Dans tous les cas, la mention « grève » ne doit jamais être indiquée sur le bulletin de paie. Une autre mention doit figurer comme « service non fait » ou « service non rémunéré » .

 

Ai-je droit au maintien de ma rémunération si je fais grève ?

Pour les agents publics, il n’existe juridiquement aucun texte sur le paiement des jours de grèves, ce dernier étant le résultat des négociations obtenues localement entre l’employeur et les organisations syndicales. Il est bien évident que suivant le rapport de force, l’issue de la négociation sera plus ou moins probante, mais cette question doit, quoiqu’il en soit, être toujours posée lors des conditions de reprise du travail à l’issue d’un conflit social. Les négociations peuvent également aboutir à un étalement des retenues du traitement ou salaire.

Peut-on sanctionner un travailleur gréviste ?

Il est impossible de sanctionner un agent en raison de l’exercice normal de son droit de grève. La grève étant un droit, elle ne peut constituer une faute.

La sanction pécuniaire des retenues pour fait de grève est donc la seule conséquence possible de la grève.

L’agent ne pourra être sanctionné pour des faits commis pendant un mouvement de grève qu’en cas d’agissement grave, en lien avec le service public (exemple : injures prononcées à l’encontre de son supérieur hiérarchique).

Quels sont les effets sur l’avancement d’échelon et de grade ?

Les périodes de grève sont sans effet sur les droits à l’avancement de grade ou d’échelon.

La Réquisition

La réquisition oblige les travailleurs grévistes à reprendre leur travail. Les salariés/agents grévistes peuvent être réquisitionnés uniquement par le préfet. Cette réquisition est strictement encadrée par la loi.

Sur la forme, la réquisition doit être prise par un arrêté préfectoral, qui doit être motivé et contenir différentes mentions obligatoires (nature des prestations requises, durée de la réquisition, modalités d’application).

Par ailleurs, la réquisition doit être justifiée par l’urgence, et une atteinte à l’ordre public. Elle doit être proportionnée et ne peut pas être décidée lorsqu’il existe d’autres alternatives.
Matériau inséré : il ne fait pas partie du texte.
PR #2364, opened 2026-02-15
Strip .il and .ni suffixes from TraceModuleFile.Name

leculver:
Fix dotnet/diagnostics#3102: EventPipe module names have unexpected .il suffix.

TraceLog.ManagedModuleLoadOrUnload creates synthetic .il.dll paths for ReadyToRun assemblies to maintain separate IL and native PDB entries. This is an internal implementation detail that was leaking into the user-visible Name property, causing tools like dotnet-stack, PerfView, and WPA to display module names like 'System.Private.CoreLib.il' instead of 'System.Private.CoreLib'.

Strip the .il and .ni suffixes in TraceModuleFile.Name, matching the same logic already used in GetSourceLine() for source resolution.

### DIFF
--- a/src/TraceEvent/AutomatedAnalysis/StackView.cs
+++ b/src/TraceEvent/AutomatedAnalysis/StackView.cs
@@ -297,8 +297,8 @@ namespace Microsoft.Diagnostics.Tracing.AutomatedAnalysis
 
             // Allow the found name to be of equivalent or greater length than the requested length.
             // Example:
-            //  Requested: System.Private.CoreLib.il!System.String.Concat
-            //  Found:     System.Private.CoreLib.il!System.String.Concat(class System.String,class System.String)
+            //  Requested: System.Private.CoreLib!System.String.Concat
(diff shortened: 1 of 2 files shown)


leculver:
TraceEvent tests pass (well, they match the baseline of main).

brianrob:
Thanks @leculver.  I'm wondering if we might be able to just remove the ".il" suffix entirely, rather than stripping it off in various places.  It doesn't actually represent a file on disk, so there isn't a risk of not finding the file.  What if we removed [this](https://github.com/microsoft/perfview/blob/5409507b37bcab33bfca753c9e421d44491d6dfd/src/TraceEvent/TraceLog.cs#L7054) code and then we could even remove other code that strips it before presentation, such as [this](https://github.com/microsoft/perfview/blob/5409507b37bcab33bfca753c9e421d44491d6dfd/src/TraceEvent/TraceLog.cs#L8333-L8336).

leculver:
Will take a look, thanks!

leculver:
Done, @brianrob can you take a look?

PR #2368, opened 2026-02-20
Fix Debug.Assert failures in SpeedScope tests and DynamicTraceEventParser

brianrob:
The SpeedScope `CanConvertProvidedTraceFiles` tests were clearing `Trace.Listeners` to suppress `Debug.Assert` failures that fired during trace parsing. This masked two real bugs:

## Fix 1: Duplicate template enumeration in DynamicTraceEventParser

`DynamicTraceEventParser.EnumerateTemplates` enumerates templates from three sources (manifest-based, `registeredParser`, and `eventPipeTraceEventParser`) but only deduplicated between manifest-based templates and `registeredParser`. When both `registeredParser` and `eventPipeTraceEventParser` knew about the same event, the template was enumerated twice, causing `Subscribe` to assert on the duplicate with `mayHaveExistedBefore=false`.

**Fix:** Filter `eventPipeTraceEventParser` templates against `registeredParser`, matching the existing dedup pattern for manifest-based templates.

## Fix 2: Skip ConfirmAllEventsAreInEnumeration for ApplicationServerTraceEventParser

`ApplicationServerTraceEventParser` is auto-generated and has many events that share the same task name and opcode, producing duplicate computed event names (100+ duplicates). The `ConfirmAllEventsAreInEnumeration` DEBUG validation cannot handle this pattern.

**Fix:** Skip this parser from the validation, similar to how `PredefinedDynamicTraceEventParser` is already excluded.

## Cleanup

- Remove the listener-clearing hack from SpeedScope tests (no longer needed since the underlying asserts are fixed).
- Add documentation to `ThrowingTraceListener` and `DebugAssertionTests` explaining that on .NET 5+, the `DefaultTraceListener` already throws on assert failures, so no additional listener configuration is needed.

### DIFF
--- a/src/TraceEvent/TraceEvent.cs
+++ b/src/TraceEvent/TraceEvent.cs
@@ -2882,7 +2882,12 @@ namespace Microsoft.Diagnostics.Tracing
             }
 
 #if DEBUG
-            if (GetProviderName() != null && !m_ConfirmedAllEventsAreInEnumeration && !(this is PredefinedDynamicTraceEventParser))
+            // ApplicationServerTraceEventParser is auto-generated and has many events sharing the same
+            // task name, producing duplicate computed event names that ConfirmAllEventsAreInEnumeration
+            // cannot handle.
+            if (GetProviderName() != null && !m_ConfirmedAllEventsAreInEnumeration &&
+                !(this is PredefinedDynamicTraceEventParser) &&
+                !(this is Parsers.ApplicationServerTraceEventParser))
             {
                 ConfirmAllEventsAreInEnumeration();
                 m_ConfirmedAllEventsAreInEnumeration = true;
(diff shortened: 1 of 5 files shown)


src/TraceEvent/TraceEvent.cs
```diff
@@ -2882,7 +2882,12 @@ protected TraceEventParser(TraceEventSource source, bool dontRegister = false)
             }
 
 #if DEBUG
-            if (GetProviderName() != null && !m_ConfirmedAllEventsAreInEnumeration && !(this is PredefinedDynamicTraceEventParser))
+            // ApplicationServerTraceEventParser is auto-generated and has many events sharing the same
+            // task name, producing duplicate computed event names that ConfirmAllEventsAreInEnumeration
+            // cannot handle.
+            if (GetProviderName() != null && !m_ConfirmedAllEventsAreInEnumeration &&
+                !(this is PredefinedDynamicTraceEventParser) &&
+                !(this is Parsers.ApplicationServerTraceEventParser))
```
leculver, line 2890: This seems fragile.  Fine for now, but if you find you need another class it might be time to think through the design.

brianrob: Yep.  I agree that if this gets bigger we should look to make this a real pattern.

PR #2372, opened 2026-03-04
Add ELF symbol metadata to TraceModuleFile

zachcmadsen:
I'm not sure what what the plan is for resolving ELF symbols in `TraceEvent`. I tried to make the smallest change necessary to allow users to resolve symbols themselves.

I tested the changes on traces collected with `dotnet-trace collect-linux`. With the added metadata, I was able to download and resolve symbols for native binaries.


brianrob:
@zachcmadsen, thanks for your contribution.  Are you saying that you were able to resolve ELF native symbols in PerfView with this change?  I would expect that you'd need an ELF symbol parser for this.

zachcmadsen:
Sorry, that bit was unclear. The symbol downloading and parsing code was outside of TraceEvent/PerfView. I was just trying to say that this patch worked in an E2E scenario which used TraceEvent.

brianrob:
Superceded by #2397.

PR #2376, opened 2026-03-09
Fix NRE in AddUniversalDynamicSymbol for invalid symbol address ranges

### LINKED ISSUE #2373: NullReferenceException in AddUniversalDynamicSymbol when opening nettrace with invalid symbol ranges
Opening certain EventPipe .nettrace files containing universal trace format symbols crashes with a NullReferenceException during ETLX conversion.

Suspected root cause:
AddUniversalDynamicSymbol in TraceLog.cs passes the symbol size to ForAllUnresolvedCodeAddressesInRange using an (int) cast, while the downstream UniversalMapping uses a (long) cast:
https://github.com/microsoft/perfview/blob/46f2cfa164c2507c67bab8f5ce8d6338bfe537a8/src/TraceEvent/TraceLog.cs#L8546

https://github.com/microsoft/perfview/blob/46f2cfa164c2507c67bab8f5ce8d6338bfe537a8/src/TraceEvent/TraceLog.cs#L7134

  When a ProcessSymbol event has an invalid address range (e.g., StartAddress=0x0, EndAddress=0xFFFFFFFFFFFFFFFF), the (int) truncation produces -1, which wraps to 0xFFFFFFFFFFFFFFFF as a ulong — causing the loop to iterate over every code
  address in the process. Meanwhile, UniversalMapping correctly interprets the (long) cast as negative, leaving imageSize at 0. The resulting zero-size module cannot be found by FindModuleAndIndexContainingAddress, leaving loadedModule null and
  causing the NRE at loadedModule.ModuleID.

  This was observed with nettrace files generated by one-collect's record-trace without root access on Linux, where /proc/kallsyms returns zeroed addresses, causing the kernel symbol startup_64 to be emitted as [0x0, 0xFFFFFFFFFFFFFFFF).

```
  Started: Opening with-rbp-chain-walk.nettrace
  Creating ETLX file C:\Users\mihw\AppData\Local\Temp\PerfView (4)\with-rbp-chain-walk_d0b9d067.etlx from \\wsl.localhost\Ubuntu-24.04\home\mihw\repo\mihw-notes\stack-investigation\traces\with-rbp-chain-walk.nettrace
  [Opening a log file of size 0 MB.]
  [ELAPSED  0 seconds.     READ    131,072 events.     TIMESTAMP       0ms.     WRITTEN    19MB.     ]
  [ELAPSED  1 seconds.     READ    262,144 events.     TIMESTAMP       0ms.     WRITTEN    39MB.     ]
  [ELAPSED  1 seconds.     READ    393,216 events.     TIMESTAMP       0ms.     WRITTEN    58MB.     ]
  [ELAPSED  1 seconds.     READ    524,288 events.     TIMESTAMP       0ms.     WRITTEN    77MB.     ]
  [ELAPSED  1 seconds.     READ    655,360 events.     TIMESTAMP       0ms.     WRITTEN    97MB.     ]
  [ELAPSED  2 seconds.     READ    786,432 events.     TIMESTAMP       0ms.     WRITTEN   116MB.     ]
  [ELAPSED  2 seconds.     READ    917,504 events.     TIMESTAMP       0ms.     WRITTEN   135MB.     ]
  [ELAPSED  2 seconds.     READ  1,048,576 events.     TIMESTAMP       0ms.     WRITTEN   155MB.     ]
  [ELAPSED  3 seconds.     READ  1,179,648 events.     TIMESTAMP       0ms.     WRITTEN   174MB.     ]
  [ELAPSED  3 seconds.     READ  1,310,720 events.     TIMESTAMP       0ms.     WRITTEN   193MB.     ]
  [ELAPSED  4 seconds.     READ  1,441,792 events.     TIMESTAMP       0ms.     WRITTEN   213MB.     ]
  [ELAPSED  4 seconds.     READ  1,572,864 events.     TIMESTAMP       0ms.     WRITTEN   232MB.     ]
  [ELAPSED  4 seconds.     READ  1,703,936 events.     TIMESTAMP       0ms.     WRITTEN   252MB.     ]
  [ELAPSED  5 seconds.     READ  1,835,008 events.     TIMESTAMP       0ms.     WRITTEN   271MB.     ]
  [ELAPSED  5 seconds.     READ  1,966,080 events.     TIMESTAMP       0ms.     WRITTEN   290MB.     ]
  [ELAPSED  5 seconds.     READ  2,097,152 events.     TIMESTAMP       0ms.     WRITTEN   310MB.     ]
  [ELAPSED  6 seconds.     READ  2,228,224 events.     TIMESTAMP       0ms.     WRITTEN   329MB.     ]
  WARNING: Events occurred > 10msec before process 12975 start at 0.000 msec
  WARNING: Events occurred > 10msec before process 12977 start at 0.000 msec
  WARNING: Events occurred > 10msec before process 12976 start at 0.000 msec
  WARNING: Events occurred > 10msec before process 12978 start at 0.000 msec
  WARNING: Events occurred > 10msec before process 12979 start at 0.000 msec
  WARNING: Events occurred > 10msec before process 12980 start at 0.000 msec
  WARNING: Events occurred > 10msec before process 12981 start at 0.000 msec
  WARNING: Events occurred > 10msec before process 12982 start at 0.000 msec
  Error: Exception EventPipe conversion: System.NullReferenceException: Object reference not set to an instance of an object.
     at Microsoft.Diagnostics.Tracing.Etlx.TraceCodeAddresses.<>c__DisplayClass33_0.<AddUniversalDynamicSymbol>b__0(CodeAddressInfo& info)
     at Microsoft.Diagnostics.Tracing.Etlx.TraceCodeAddresses.ForAllUnresolvedCodeAddressesInRange(TraceProcess process, UInt64 start, Int64 length, Boolean considerResolved, ForAllCodeAddrAction body)
     at Microsoft.Diagnostics.Tracing.Etlx.TraceCodeAddresses.AddUniversalDynamicSymbol(ProcessSymbolTraceData data, TraceProcess process)
     at Microsoft.Diagnostics.Tracing.SourceConverters.NettraceUniversalConverter.AfterProcess(TraceLog traceLog)
     at Microsoft.Diagnostics.Tracing.Etlx.TraceLog.CopyRawEvents(TraceEventDispatcher rawEvents, IStreamWriter writer)
     at Microsoft.Diagnostics.Tracing.Etlx.TraceLog.<>c__DisplayClass134_0.<FastSerialization.IFastSerializable.ToStream>b__0()
     at FastSerialization.DeferedRegion.Write(Serializer serializer, Action toStream)
     at Microsoft.Diagnostics.Tracing.Etlx.TraceLog.FastSerialization.IFastSerializable.ToStream(Serializer serializer)
     at FastSerialization.Serializer.WriteObjectData(IFastSerializable obj, Tags beginTag)
     at FastSerialization.Serializer.WriteObjectRef(IFastSerializable obj, Boolean defered)
     at FastSerialization.Serializer..ctor(IStreamWriter writer, IFastSerializable entryObject)
     at Microsoft.Diagnostics.Tracing.Etlx.TraceLog.CreateFromEventPipeEventSources(TraceEventDispatcher source, IOStreamStreamWriter streamWriter, TraceLogOptions options)
     at Microsoft.Diagnostics.Tracing.Etlx.TraceLog.CreateFromEventPipeEventSources(TraceEventDispatcher source, String etlxFilePath, TraceLogOptions options)
     at Microsoft.Diagnostics.Tracing.Etlx.TraceLog.CreateFromEventPipeDataFile(String filePath, String etlxFilePath, TraceLogOptions options)
     at PerfView.EventPipePerfViewData.GetTraceLog(TextWriter log, Action`3 onLostEvents)
  [Error: exception while opening EventPipe data.]
  Completed: Opening with-rbp-chain-walk.nettrace   (Elapsed Time: 6.332 sec)
```

Possible fixes:
1. Skip symbols with EndAddress <= StartAddress (invalid range)
2. Change (int) to (long) cast for consistency with UniversalMapping
3. Add null guard on loadedModule as defense-in-depth

### Expected

.nettrace file opens and shows views, possibly with an indicator that the symbols had invalid ranges

### Actual

When double clicking the nettrace, no views appeared, and just the message `Error: exception while opening EventPipe data.` appeared.

brianrob:
When a ProcessSymbol event has an invalid address range (e.g., StartAddress=0x0, EndAddress=0xFFFFFFFFFFFFFFFF from zeroed /proc/kallsyms on Linux without root), the ETLX conversion crashed with a NullReferenceException.

Three fixes applied:
1. Skip symbols where EndAddress <= StartAddress (invalid range)
2. Change (int) to (long) cast for the size parameter to match ForAllUnresolvedCodeAddressesInRange's parameter type
3. Add null guard on loadedModule as defense-in-depth

Fixes #2373

### DIFF
--- a/src/TraceEvent/TraceEvent.Tests/Universal/InvalidSymbolRangeTest.cs
+++ b/src/TraceEvent/TraceEvent.Tests/Universal/InvalidSymbolRangeTest.cs
@@ -1,0 +1,190 @@
+using System;
+using System.IO;
+using FastSerialization;
+using Microsoft.Diagnostics.Tracing;
+using Microsoft.Diagnostics.Tracing.Etlx;
+using Microsoft.Diagnostics.Tracing.EventPipe;
+using Xunit;
+using Xunit.Abstractions;
+
+namespace TraceEventTests
+{
+    /// <summary>
+    /// Regression tests for https://github.com/microsoft/perfview/issues/2373
+    /// Verifies that ProcessSymbol events with invalid address ranges don't crash ETLX conversion.
+    /// </summary>
+    public class InvalidSymbolRangeTest : TestBase
+    {
+        private static readonly Guid UniversalSystemProviderGuid = new Guid("8c107b6c-79f8-5231-4de6-2a0e20a3f562");
+
+        // Nettrace V6 metadata IDs for the events we'll emit.
+        private const int ProcessMappingMetadataId = 1;
+        private const int ProcessSymbolMetadataId = 2;
+
+        // Universal.System event IDs.
+        private const int ProcessMappingEventId = 3;
+        private const int ProcessSymbolEventId = 4;
+
+        public InvalidSymbolRangeTest(ITestOutputHelper output)
+            : base(output)
+        {
+        }
+
+        /// <summary>
+        /// When a ProcessSymbol has StartAddress=0 and EndAddress=0xFFFFFFFFFFFFFFFF (e.g., from
+        /// zeroed /proc/kallsyms on Linux without root), ETLX conversion must not throw.
+        /// </summary>
+        [Fact]
+        public void ConvertNettrace_WithInvalidSymbolRange_DoesNotThrow()
+        {
+            byte[] nettrace = BuildNettraceWithSymbol(
+                symbolStartAddress: 0,
+                symbolEndAddress: ulong.MaxValue,
+                symbolName: "startup_64");
+
+            ConvertAndVerify(nettrace);
+        }
+
+        /// <summary>
+        /// A zero-size symbol range (StartAddress == EndAddress) should also be skipped gracefully.
+        /// </summary>
+        [Fact]
+        public void ConvertNettrace_WithZeroSizeSymbolRange_DoesNotThrow()
+        {
+            byte[] nettrace = BuildNettraceWithSymbol(
+                symbolStartAddress: 0x1000,
+                symbolEndAddress: 0x1000,
+                symbolName: "empty_symbol");
+
+            ConvertAndVerify(nettrace);
+        }
+
+        /// <summary>
+        /// Builds a minimal nettrace (V6) containing one ProcessMapping and one ProcessSymbol with the given addresses.
+        /// </summary>
+        private static byte[] BuildNettraceWithSymbol(ulong symbolStartAddress, ulong symbolEndAddress, string symbolName)
+        {
+            var writer = new EventPipeWriterV6();
+            writer.WriteHeaders();
+
+            // Define metadata for Universal.System ProcessMapping (eventId=3) and ProcessSymbol (eventId=4).
+            var mappingMeta = new EventMetadata(ProcessMappingMetadataId, "Universal.System", "ProcessMapping", ProcessMappingEventId);
+            mappingMeta.ProviderId = UniversalSystemProviderGuid;
+
+            var symbolMeta = new EventMetadata(ProcessSymbolMetadataId, "Universal.System", "ProcessSymbol", ProcessSymbolEventId);
+            symbolMeta.ProviderId = UniversalSystemProviderGuid;
+
+            writer.WriteMetadataBlock(mappingMeta, symbolMeta);
+
+            // Thread entry: thread index 1, OS thread ID 100, process ID 1234.
+            writer.WriteThreadBlock(w =>
+            {
+                w.WriteThreadEntry(1, 100, 1234);
+            });
+
+            // Emit one ProcessMapping (valid range) and one ProcessSymbol (potentially invalid range).
+            writer.WriteEventBlock(w =>
+            {
+                // ProcessMapping payload: Id=1, StartAddress=0x7F000000, EndAddress=0x7F001000, FileOffset=0, FileName="test.so", MetadataId=0
+                w.WriteEventBlob(ProcessMappingMetadataId, 1, 1, WriteProcessMappingPayload(
+                    id: 1,
+                    startAddress: 0x7F000000,
+                    endAddress: 0x7F001000,
+                    fileOffset: 0,
+                    fileName: "test.so",
+                    metadataId: 0));
+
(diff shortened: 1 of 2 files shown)


src/TraceEvent/TraceEvent.Tests/Universal/InvalidSymbolRangeTest.cs
```diff
@@ -0,0 +1,191 @@
...
+                    // This must not throw (previously threw NullReferenceException).
+                    TraceLog.CreateFromEventPipeEventSources(
+                        eventSource,
+                        new IOStreamStreamWriter(etlxStream, SerializationSettings.Default, leaveOpen: true),
+                        null);
+
+                    etlxStream.Position = 0;
+                    using (var traceLog = new TraceLog(etlxStream))
+                    {
+                        Assert.NotNull(traceLog);
```
mconnew: This Assert is useless as traceLog isn't a value being returned from a method, it's an object being new'd up. The only way traceLog would be null is if the constructor throws, in which case the Assert statement wouldn't get hit.

brianrob: This is effectively a call to `GC.KeepAlive`.  The goal is to make sure that the jit doesn't determine that the `traceLog` isn't used and eliminates the construction of the object entirely.  I don't think it does that now, but I believe that would be allowed.

mconnew: I don't believe it would eliminate the call as the JIT isn't free to eliminate void returning method calls because the return value isn't used. And the return value is used here as the using statement is syntactic sugar for wrapping it in a try/finally block where traceLog.Dispose is called. There's also a bunch of criteria around what a JIT is allowed to optimize away. If any exceptions can be thrown by the method call (which a constructor call is a method call), then it's not allowed to optimize it away. Basically there are many reasons why the JIT can't optimize away the construction of TraceLog.

brianrob: Thanks.  Pushed a change to address this.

De même, lorsque les salariés/agents non grévistes sont en nombre suffisant pour assurer le maintien de l’ordre public, les réquisitions ne sont pas possibles. La réquisition ne peut ainsi pas avoir pour effet de mettre en place un service normal.

Il est possible de saisir le juge administratif pour faire cesser en urgence une réquisition illégale.

Désignation / notification

De manière tout à fait scandaleuse et contraire à la Constitution française, les juges administratifs français ont admis la possibilité d’une désignation. La désignation est un autre moyen d’empêcher des salariés de faire grève dans le secteur public. Il s’appuie en effet sur le principe de continuité du service public. Ainsi, en vertu d’une jurisprudence Dehaene de 1950, un chef de service peut procéder à la désignation des emplois nécessaires à la continuité du service public.

Cette possibilité est une création des juges, il n’y a donc pas de règle dans la loi fixant la procédure devant être suivie par le chef de service. Certaines règles ont été néanmoins posées par le juge administratif. Ainsi, la désignation n’est évidemment pas justifiée si le service est déjà assuré par des employés non grévistes.

La désignation doit être motivée et notifiée aux agents concernés.

Attention, les désignations peuvent faire l’objet de nombreux abus. Il faut garder en tête que : seuls les agents/salariés indispensables à l’exécution des obligations du service minimum peuvent être désignés, seuls les salariés travaillant dans les services qui correspondent à une mission de service public peuvent être désignés, il doit y avoir une situation d’urgence, le nombre de désignés doit être restreint au strict minimum nécessaire au fonctionnement d’un service minimum, la désignation doit correspondre à une nécessité d’ordre public.

Si la désignation est justifiée, les agents qui refusent de s’y soumettre sont passibles de sanctions disciplinaires.

Il est possible de saisir le juge administratif en urgence pour faire cesser une désignation illégale.